Mit einem ähn­li­chen Grin­sen holen wir, zurück in Bula­wayo, end­lich auch mein Gepäck am Flug­ha­fen ab! Damit genie­ßen wir noch die letz­ten zwei Tage in Sim­bab­we. Von Bula­wayo aus machen wir eine Tages­tour in den Mat­obo-Natio­nal­park. Um 8 Uhr mor­gens wer­den wir an unse­rem Hotel mit einem offe­nen Safa­ri-Gelän­de­wa­gen abge­holt. Nach und nach wer­den die ande­ren Teilnehmer:innen abge­holt. Es ist etwas unan­ge­nehm für uns, so auf­fäl­lig als Tou­ris­tin­nen durch die Stadt gefah­ren zu wer­den. Sobald wir in der Natur ankom­men, kön­nen wir es aber genie­ßen und der Stress von den letz­ten Tagen fällt ab! Wir fah­ren tie­fer in den Natio­nal­park hin­ein. Nach etwa einer Stun­de heißt es „Jetzt lau­fen wir wei­ter!“. Weni­ge Minu­ten spä­ter steht die ers­te Nas­horn-Fami­lie etwa 20 Meter von uns ent­fernt! Unglaub­lich! Sabri­na kennt kei­ne Angst und wür­de am liebs­ten noch näher ran, ich beob­ach­te die klei­ne Fami­lie lie­ber aus der Fer­ne. 

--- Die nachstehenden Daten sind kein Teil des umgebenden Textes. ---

PR #674, opened 2020-08-02
Add parameter inlays

dillonkearns:
Hello! I was playing around with an inlay parameter hint provider, inspired by the [`intellij-rust`](https://github.com/intellij-rust/intellij-rust/blob/master/src/main/kotlin/org/rust/ide/hints/parameter/RsInlayParameterHintsProvider.kt) implementation.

Nach eini­ger Zeit wol­len wir zurück zum Fahr­zeug, da fan­gen die Nas­hör­ner plötz­lich an in unse­re Rich­tung zu lau­fen, wer­den immer schnel­ler. „Wuss­te ich es doch, das war kei­ne gute Idee!“, den­ke ich nur. Aber die Situa­ti­on bleibt zum Glück ruhig und ich bin froh als wir wie­der am Fahr­zeug ange­kom­men sind und ich die Aus­sicht genie­ßen kann. 

Beson­ders vie­le Tie­re gibt es im Mat­obo-Natio­nal­park nicht zu sehen, im Gegen­teil zu ande­ren afri­ka­ni­schen Natio­nal­parks. Für mich war es aller­dings die ers­te Safa­ri über­haupt und mich begeis­tert jede ein­zel­ne Gazel­le. Immer wie­der stei­gen wir aus und lau­fen ein Stück. An ver­schie­de­nen Stel­len beob­ach­ten wir Nas­hör­ner, ent­de­cken eine Grup­pe Zebras und bewun­dern Jahr­tau­sen­de alte Wand­ma­le­rei­en. 

In der Däm­me­rung wer­den wir im Licht eines knall­ro­ten Son­nen­un­ter­gangs wie­der nach Bula­wayo gebracht. Dort las­sen wir den letz­ten Abend in unse­rem Lieb­lings­re­stau­rant „The Smoke­house“ aus­klin­gen, bevor es für mich am nächs­ten Mor­gen zurück nach Deutsch­land geht.